◆ Aim of the task
Using the entries that follow, report how many lines contain the word "organizations". Only the number is wanted.

[Stored data entries]
PR #3271, opened 2015-04-23
Implement `knife user key create` and `knife client key create`

tylercloke:
This branch changes the following (see relevant commit message for details on each):
+ Fixed bug in Chef::Key related to create.
+ Set sane default for chef_server_root.
+ Implements `knife user key create` and `knife client key create`.

Ping @chef/lob


danielsdeleo:
@chef/client-core

lib/chef/knife/client_key_create.rb
```diff
@@ -0,0 +1,91 @@
...
+
+      def initialize(argv=[])
+        super(argv)
+        @service_object = nil
+      end
+
+      def run
+        apply_params!(@name_args)
+        service_object.run
+        0
```
jaymzh: eh?

lib/chef/knife/key_create.rb
```diff
@@ -0,0 +1,128 @@
...
+      def edit_data(key)
+        @ui.edit_data(key)
+      end
+
+      def display_info(input)
+        @ui.info(input)
+      end
+
+      def display_private_key(private_key)
+        @ui.msg private_key
```
jaymzh: nit: this is the only time you're not putting paryns around passed arguments...

lib/chef/knife/key_create.rb
```diff
@@ -0,0 +1,128 @@
...
+      def create_key_from_hash(output)
+        Chef::Key.from_hash(output).create
+      end
+
+      def run
+        key = Chef::Key.new(@actor, @actor_field_name)
+        if !@config[:public_key] && !@config[:key_name]
+          raise Chef::Exceptions::KeyCommandInputError, public_key_or_key_name_error_msg
+        elsif !@config[:public_key]
+          key.create_key true
```
jaymzh: or at least it was...

spec/unit/key_spec.rb
```diff
@@ -496,17 +518,17 @@
...
+          let(:key)        { user_key }
         end
       end
 
-      context "when creating a client key" do
+      context "when updating a client key" do
         it_should_behave_like "update key" do
-          let(:url) { "clients/#{client_key.actor}/keys/#{key.name}" }
-          let(:key) { client_key }
+          let(:url)        { "clients/#{client_key.actor}/keys/#{key.name}" }
```
jaymzh: why the sudden tabs? nothing else in this file (afaict) does this.

jaymzh:
My stuff is style nits - other than the `0` which perhaps is just some part of the knife plugin infrastructure I don't know about. This looks pretty solid to me. I looked largely because I'm interested in this feature, but someone with more knife knowledge should comment on your redundancy question and general knife-y-ness. But in general I'm :+1:

lib/chef/knife/key_create.rb
tylercloke: :trollface: I'll update them both.

lib/chef/knife/client_key_create.rb
tylercloke: Ah, missing an `exit` I think. Probably don't even need it. I think knife will do the right thing and exit zero if it gets no errors.

tylercloke:
Thanks for the review!

lib/chef/knife/client_key_create.rb
jaymzh: Ah. I see. Yeah, that shouldn't be needed knife should do the right thing. Also, I'm guessing it's probably looking for truthy values in determining it's exit status, so while 0 certainly is truthy, it's seems misleading.

lib/chef/knife/key_create.rb
jaymzh: If you do, just FYI, I stopped commenting, because the rest of the file went back and forth, so there's more.

lib/chef/knife/user_key_create.rb
```diff
@@ -0,0 +1,90 @@
...
+      def actor_missing_error
+        'You must specify a user name'
+      end
+
+      def apply_params!(params)
+        @actor = params[0]
+        if @actor.nil?
+          show_usage
+          ui.fatal(actor_missing_error)
+          return 1
```
stevendanna: I think you probably want `exit 1` here so that the processes exits with one.  I think that the current code will continue onto execute service_object.run even in the case of actor.nil?

lib/chef/knife/client_key_create.rb
```diff
@@ -0,0 +1,90 @@
...
+      def actor_missing_error
+        'You must specify a client name'
+      end
+
+      def apply_params!(params)
+        @actor = params[0]
+        if @actor.nil?
+          show_usage
+          ui.fatal(actor_missing_error)
+          return 1
```
stevendanna: Same comment re exit 1 in the other location.

lib/chef/knife/user_key_create.rb
tylercloke: I tested the difference between `exit 1` and `return 1` there. Knife exits `100` on failure no matter which I do.

stevendanna:
Overall this is good.  I really like getting chef_server_root into our core config.

The amount of duplication between the two knife commands makes me wonder if your key_create class should actually just be a class that we include in each plugin.  You could then use the `included` method to manage ensure the joint options got set:

https://github.com/chef/knife-ec-backup/blob/master/lib/chef/knife/ec_base.rb#L26-L80

However, a little duplication in knife commands isn't the end of the world, so the only only comment of mine that I see as blocking is the return 1 vs exit 1 issue.

tylercloke:
Travis refuses to run...*sigh*

danielsdeleo:
@stevendanna The reasoning behind the way the code is structured is to have a clear separation of code that deals with handling CLI options/args and code that handles an action. In ChefDK I've found that it makes it much easier to build a command that combines a few operations by composing the "service" objects. It also makes testing a lot easier because you only need to verify that the CLI-level code talks to the service code correctly, while it's easy to use DI to pass dependencies (like HTTP API client stuff) into the service object.

Finally, I think this sort of design will make it more attractive for 3rd party authors to write scripts/libraries in a way we feel comfortable supporting. I find it pretty terrible that people use knife CLI code as library code, because knife operates at the CLI layer where it's acceptable to print directly to the output streams, exit if input is invalid, etc. That kind of behavior is generally unacceptable for a library. Having a separate service object fixes that issue by creating a clear line between the two kinds of code.

lib/chef/config.rb
```diff
@@ -319,7 +319,17 @@ def self.path_accessible?(path)
       default :host, 'localhost'
       default :port, 8889.upto(9999) # Will try ports from 8889-9999 until one works
     end
+
     default :chef_server_url,   "https://localhost:443"
+    default(:chef_server_root) do
+      # if the chef_server_url is a path to an organization, aka
+      # 'some_url.../organizations/*' then remove the '/organization/*' by default
+      if self.configuration[:chef_server_url] =~ /\/organizations\/\S*$/
```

◆ Result for this exercise
2